Читаем Любить Джона: Нерассказанная история полностью

Через несколько дней после моего возвращения в Л. А., я поговорила с Арлин, которая осталась в Нью — Йорке. У нее не было работы. Они с Йоко симпатизировали друг другу, и я предположила, что Арлин может работать у Йоко. Ей понравилась эта идея. Я поговорила с Джоном. «Я предложу это Йоко, — сказал он. — Если она подумает, что это твоя идея, она не откажет.» Когда Йоко позвонила, Джон дал рекомендацию, и та одобрила затею. На следующий день Арлин отправилась на работу к Йоко. За почасовую оплату она должна была все время находиться в распоряжении Йоко в качестве компаньонки.

Как только Арлин прибыла, Йоко сказала ей, что она должна помочь ей сделать произведение искусства для выставки Шарлотты Мурман. Мурман, старая подруга Йоко, заявила о себе в кругах авангардистов тем, что дала ряд концертов игры на виолончели, выступая с обнаженным торсом. Иногда к ее соскам подсоединялся измеритель электричества, протекавшего по ее телу, когда она играла.
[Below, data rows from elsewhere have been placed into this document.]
PR #4003, opened 2025-09-22
New browser bookmarks plugin

dcog989:
# Replacement for `BrowserBookmark` Plugin

This is a new plugin to provide browser bookmarks and favicon functionality. It replaces the existing 'BrowserBookmark` plugin. It improves performance, extensibility, and UX over the original.

Favicons are now available without the need to restart the app, with instant updates for Chrome/ium browsers and a three-hour refresh cycle for Firefox.

## Features & Enhancements

* **Favicon Handling:**
  * **Local Extraction:** The plugin first extracts favicons from the browser's local database. This is a fast / low cost function so the previous warning that this might be slow has been removed.
  * **Web Fetching (Optional):** An optional setting fetches missing favicons from the web. We use a smart fetch favicon.ico / parse the HTML function, processed on a background thread.
  * **Format Support:** ICO / PNG / WEBP / SVG are supported.

* **Real-time & Periodic Updates:**
  * **Chromium:** Changes to bookmarks in Chromium-based browsers are detected real-time using a `FileSystemWatcher` with debouncing to prevent excessive reloads.
  * **Firefox:** To avoid performance issues from watching the frequently-updated `places.sqlite` file, Firefox bookmarks are now reloaded on a **periodic 3-hour timer**.

## Architectural & Performance

* **Fully Asynchronous Loading:** The entire bookmark and favicon loading pipeline is asynchronous (`async/await`).

* **Parallel Processing:** Favicon processing is parallelized to significantly speed up the initial caching process.

* **Separation of Concerns:** The logic is cleanly divided:
  * `BookmarkLoaderService`: Handles discovering and loading bookmarks from different browser types.
  * `BookmarkWatcherService`: Manages real-time file system monitoring for Chromium browsers.
  * `FaviconService`: Responsible for all favicon extraction, fetching, and caching.
  * `BrowserDetector`: Contains the logic to automatically identify a browser's engine from its directory path.

## UX & UI Improvements

* **Automatic Engine Detection:** The user no longer needs to specify a custom browser engine, we auto-detect.


Jack251970:
@dcog989 Why did you change the directory of the plugin from `Flow.Launcher.Plugin.Bookmarks` to `Flow.Launcher.Plugin.Bookmark`? I just think it is unnecessary and I do not recommend to do that.

dcog989:
> Why did you change the directory of the plugin

It's a new plugin. All code is new apart from some reused XAML. Is this critical?

Jack251970:
> > Why did you change the directory of the plugin
> 
> It's a new plugin. All code is new apart from some reused XAML. Is this critical?

A very noticeable problem is that users will lose their settings and caches of old Bookmark plugin since you change the namespace. And I am not sure if Crowdin can work here. Additionally, we need to check related Github Actions &  CI/workflows.

Plugins/Flow.Launcher.Plugin.BrowserBookmarks/Models/BaseModel.cs
```diff
@@ -0,0 +1,16 @@
+#nullable enable
+using System.ComponentModel;
+using System.Runtime.CompilerServices;
+
+namespace Flow.Launcher.Plugin.BrowserBookmarks.Models;
+
+// A base class that implements INotifyPropertyChanged for view models.
+public abstract class BaseModel : INotifyPropertyChanged
```
Jack251970, line 8: Why we do not use this?

https://github.com/Flow-Launcher/Flow.Launcher/blob/1e8819af0c41d2ed23ac34bbd789d88ce9ffbbcd/Flow.Launcher.Plugin/BaseModel.cs#L10

dcog989:
> A very noticeable problem is that users will lose their settings and caches of old Bookmark plugin since you change the namespace.

The only issue I see here is that users would lose manually entered custom browsers. Caches would be rebuilt so that would be transparent to the user. Plus, they have a new option to choose either way.

I can easily switch this back to `BrowserBookmark` if you think that is the best solution?? Which is the path of least pain??

Jack251970:
@jjw24 Any ideas about this?

jjw24:
- Keep the namespace, plugin name, plugin ID and project filename as is please (as Jack mentioned, there are indeed automations built around them)
- Cater for any transition that is needed for user's data to move from old to new plugin (haven't had time to look at PR, this is an assumption on my part). Transition should be seamless, for example if users don't look they wouldn't even notice they have been moved to this new one.
- how much different is this to the old plugin, is it a complete rewrite?

dcog989:
@jjw24 - 👍 

>  is it a complete rewrite?

Yes, completely refactored, rewritten. The only thing I have reused / updated is XAML/.cs

dcog989:
I'm closing this and opening a new PR to replace the existing `BrowserBookmark` plugin.

Note: I have incorporated all feedback from this PR in to the new code.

Мурман получила в свое распоряжение поезд на вокзале Гранд — Сентрал и отвела по одному вагону каждому из своих друзей — авангардистов, где они могли выставить свои новые работы.

Йоко не могла решить, что же ей делать со своим вагоном. Наконец она сказала Арлин, что сделает что — нибудь о жизни и смерти. Арлин было поручено добыть гроб. «Он нужен мне к завтрашнему утру! — сказала ей Йоко.

На следующий день гроб, а также цветочный горшок и старинный фонограф были доставлены на вокзал Гранд — Сентрал и установлены в вагоне Йоко. Арлин, одетая во все черное, с покрашенными в черное ногтями, провела весь день, сидя в вагоне перед гробом и загадочно улыбаясь публике.

Арлин и Йоко были чрезвычайно довольны обществом друг друга. Йоко часто готовила для Арлин, они вместе гуляли и ходили в кино. Арлин также было поручено заказывать лимузин. Джона не волновали лимузины, и, когда заказывали машину, он предпочитал седан, считая эту модель менее претенциозной. Йоко же говорила Арлин: «Всегда заказывай удлиненную модель.» Длинный лимузин был самой большой моделью. Йоко наказывала Арлин, чтобы у той всегда был наготове длинный. Если в Дакоту доставляли какой — либо заказ, Йоко хотела, чтобы его также привозили на лимузине. Несмотря на попытки Гарольда Сидера обуздать расходы Йоко, счета за лимузин всегда были чудовищными.

Большей частью Арлин и Йоко ходили за покупками вместе. Хотя Йоко уже говорили, чтобы она прекращала швырять деньгами в магазинах, она понимала, что не может совладать с собой. «Зачем я трачу все эти деньги?» — спросила она у Арлин.

«Некоторые люди ходят к психологу, — отвечала та, — а твое лечение — это покупки.»

Йоко согласилась и усилила свою магазинную терапию, тратя тысячи долларов на одежду, которую никогда не собиралась носить.

Они с Арлин побывали у Генри Бендела, и Йоко купила замшевое пальто из свиной кожи с лисьим воротником и лисьей подкладкой, пальто из черно — бурой лисицы, двустороннюю куртку на бараньем меху и четыре дизайнерских платья. Цена за все это была 2300 долларов. Выходя из магазина Йоко заметила пластиковые браслеты. «Это нравится Мэй, — сказала она. — Я куплю их ей на рождество». Эта покупка добавила к ее счету еще пятнадцать долларов.

Арлин нашла Йоко весьма щедрой. Всякий раз, когда они ходили по магазинам, она покупала ей подарок. Арлин сводила Йоко в дамский магазин в Верхнем Ист — Сайде, где продавщица была медиумом. Йоко потащила ее из магазина в свой лимузин и привезла в Дакоту. Там продавщица предложила налить в стакан воды, заглянуть туда и рассказать о видениях. Йоко была в трансе.

Через несколько дней они посетили еще одну женщину — спиритуалистку, которая проводила «спиритуалистическое очищение». С ее помощью Йоко устранила все вредные вибрации, которые она чувствовала вокруг себя.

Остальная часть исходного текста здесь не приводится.